I am writing this post on our last night in Vancouver. We came up for the Maven Coalition Conference, Maven as in this site where I now post most of my content. The company had some smallish number of contributors and has expanded considerably via acquisition so the conference had a lot of attendees.
A big part of the conference was devoted to the extent to which many content providers had come to build businesses around Facebook and Google's platforms, lucrative businesses, but changes in how Facebook and Google (more specifically YouTube) do things had come to essentially wipe out these peoples' businesses. I am not in touch with all the specifics but there were a lot of people at the conference to whom this had happened so I believe it is a real thing. I would wonder whether or not people hurt by this did not do enough to, as Nassim Taleb might say, make themselves anti-fragile against some sort of adverse outcome. That is not an attempt to blame anyone but every business is is vulnerable to something. This has always been a side gig for me, I haven't made much directly from blogging but have been lucky enough to monetize it through other outlets (TheStreet.com and then AdvisorShares).

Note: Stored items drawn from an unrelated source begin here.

PR #15502, opened 2020-09-16
Fix incorrect error handling

### LINKED ISSUE #15501: Fix error handling in LeaveChannel operation
#### Summary

While doing the migration of another store implementation I realized that an error was introduced in a previous `ChannelStore` migration.

It turns out when leaving a channel if there was an error getting it then that error will never be handled since we are using another reference value, that is because `store.StoreResult` now has 2 error values:

```go
type StoreResult struct {
	Data interface{}
	Err  *model.AppError

	NErr error
}
```
The error is set into `NErr` but it is being handled with `Err` which is always nil.

rvillablanca:
#### Summary

This PR solves an error introduced in another PR belonging to the error migration campaign. More details in the linked issue.

#### Ticket Link

Fixes #15501

### DIFF
--- a/app/channel.go
+++ b/app/channel.go
@@ -1974,18 +1974,18 @@ func (a *App) LeaveChannel(channelId string, userId string) *model.AppError {
 	}()
 
 	cresult := <-sc
-	if cresult.Err != nil {
-		return cresult.Err
-	}
-	uresult := <-uc
-	if uresult.NErr != nil {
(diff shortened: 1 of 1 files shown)


jespino (approved):
LGTM

agnivade (approved):
Nice catch!

lindalumitchell (approved):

Taking every anecdote on its face and if you believe these companies are the Evil Empire, do you invest with them because they are dictating so many things or do you try to swim against that, finding companies that one way or another don't wield that sort of power and whom you believe are doing good things or maybe more likely are less evil.
There is no single right answer to this. The dilemma is not new. Monsanto is another similar story from a different realm, many people believed they were doing horrible things (I think many people still believe this but it seems to be less of a front burner issue). I certainly am not going to hold it against anyone who had a five-bagger in Facebook or made a ton from Monsanto (I owned the name for clients quite a few years back.

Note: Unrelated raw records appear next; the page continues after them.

PR #15509, opened 2020-09-16
[MM-28707] Fix plugin version telemetry for air gaped installations

hanzei:
#### Summary
If a server runs in an air gaped environment, the plugin versions field in the telemetry data would return if the plugin is enabled instead of the actual version. 

Please note that this case is quite rare. Currently 237 of 92k servers are effected by this bug.

I tried adding a test but it's quite complicated to install a plugin in a service package. We could, instead of using the actual implementation of a plugin environment, mock it away by replacing https://github.com/mattermost/mattermost-server/blob/86b841eac5960969e50e0ad4f7f422a44e53eaf0/services/telemetry/telemetry_test.go#L46-L54 with the mock. 0/5 if that refactoring is worth for this little bug fix.

#### Ticket Link
https://mattermost.atlassian.net/browse/MM-28707


agarciamontoro (approved):
Thank you for tackling this, @hanzei! I don't think that the refactor is worth it if it's only useful for this bug fix. I'd say to merge this directly.

lieut-data (approved):

hanzei:
@lindy65 I'm not sure if this can be tested pre merge.

hanzei:
@prapti @lindy65 told me that you are familiar with testing telemetry changes. Could you please take a look?

amyblais:
@prapti Kind reminder to review for v5.28.

prapti:
Thanks @amyblais!
@hanzei I'm not very familiar, but looking into it (setting up my local with looker). I can definitely take a look, and if I can't get it figured out, will check with Dylan.
Adding this PR to my test queue.

prapti:
@hanzei Looks like this PR will need https://mattermost.atlassian.net/browse/MM-28952 to be resolved first? I am not able to see any local telemetry data on rudder/looker, so I wanted to make sure.

hanzei:
@prapti You can edit `RUDDER_KEY` and `RUDDER_DATAPLANE_URL` in `services/telemetry/telemetry.go`. It's a bit of a hacky workaround, but it works.

prapti:
Got it. Thanks @hanzei! I'll give that try soon.

prapti:
@hanzei Could you please help me understand what the "air gaped environment" is? Looks like a normal test should suffice to verify that the incident response plugin version is showing up correctly in Looker but is there a different scenario to keep in mind? Thank you!

lieut-data:
@prapti, for this case, a Mattermost server that can't reach the marketplace should suffice. I sometimes disconnect from the internet to simulate this case, as it's not sufficient to just change the marketplace URL -- we're always querying the canonical one here.

prapti:
Thanks @lieut-data!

For now it would be difficult as a fund investor to avoid FB and GOOG, they obviously dominate the S&P 500 or any other domestic or global large index as well as any broad tech fund. A fund investor who really wanted to avoid these names could use sector funds for the sectors other than tech and use individual stocks for their tech exposure or they could use very narrow thematic ETFs. Examples could include one of the robotics funds (many clients own ROBO) or maybe the Amplify Online Retail ETF (IBUY). Again, just examples and there are others.

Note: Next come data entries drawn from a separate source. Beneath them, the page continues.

PR #15513, opened 2020-09-16
Trimmed trailing slash in URL provided to create Client API

shieldsjared:
#### Summary
As described in [this issue](https://github.com/mattermost/mattermost-plugin-starter-template/issues/115) while attempting to utilize the MM Plugin Started Template, it was determined that including a trailing slash when calling `model.NewAPIv4Client` with a URL that includes a trailing slash, the resulting URL's become malformed (double-slash) and MM is unable to route the requests appropriately.  Trimming a trailing slash prevents users from having to be too particular when specifying the URL of their target server.

Note that this fix does not correct if a user attempts to use a URL with multiple trailing-slashes (however, this should be a bit more obvious of an issue to the end-user if they incorrectly set the MM url with multiple trailing-slashes). 

#### Ticket Link
Fixes: https://github.com/mattermost/mattermost-plugin-starter-template/issues/115

Also, please see [PR on that repository](https://github.com/mattermost/mattermost-plugin-starter-template/pull/120) for discussion and agreed-upon path forward for resolution (included in this PR)


model/client4_test.go
```diff
@@ -12,6 +12,12 @@ import (
 	"github.com/stretchr/testify/assert"
 )
 
+// https://github.com/mattermost/mattermost-plugin-starter-template/issues/115
+func TestClient4TrimTrailingSlash(t *testing.T) {
+	client := NewAPIv4Client("https://foo.com:1234/")
+	assert.False(t, strings.HasSuffix(client.Url, "/"))
```
lieut-data, line 18: Can we be more explicit here, and test the expected URL /and/ the expected API url? The latter, I think, is the most important part of this change:
```suggestion
 	assert.Equal(t, "https://foo.com:1234", client.Url)
 	assert.Equal(t, "https://foo.com:1234/api/v4", client.ApiUrl)
```

lieut-data (changes requested):
Thanks, @shieldsjared! One comment below.

model/client4.go
```diff
@@ -116,6 +116,7 @@ func (c *Client4) Must(result interface{}, resp *Response) interface{} {
 }
 
 func NewAPIv4Client(url string) *Client4 {
+	url = strings.TrimSuffix(url, "/")
```
lieut-data, line 119: Would we consider using `strings.TrimRight`, to get the automatic removal of multiple slashes? Easy to unit test as well.

shieldsjared: Great point. Changed to `TrimRight()`.  Didn't realize that method was hanging out there!

model/client4_test.go
shieldsjared: Certainly.  I also updated the case to stress the three likely inputs: 
- 0 slashes (which is expected), 
- 1 slash (which is probable), and 
- 5 slashes (unlikely but possible if you fell asleep at the wheel). An arbitrary number to demonstrate it's removing "all"

shieldsjared:
Changes implemented and ready for review again @lieut-data - Thanks!

hanzei (approved):
LGTM :+1:

lieut-data (approved):
Sweet!

amyblais:
@prapti Kind reminder to review for v5.28.

prapti:
Thanks @amyblais!
In test queue.

prapti (approved):
Looks good to me! Thank you @shieldsjared for this fix and thank you for noting that "this fix does not correct if a user attempts to use a URL with multiple trailing-slashes", that was helpful :)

On a related note, iShares just launched a gun-free ETF (no makers of hand guns). This would quite obviously seem connected to the Parkland tragedy so it is not impossible that the Evil Empire story would evolve into funds that somehow avoid Facebook and Google.
I want to stress that any issue like this is one you need to decide for yourself, you should feel no pressure or guilt from anyone else, it is your money and your portfolio.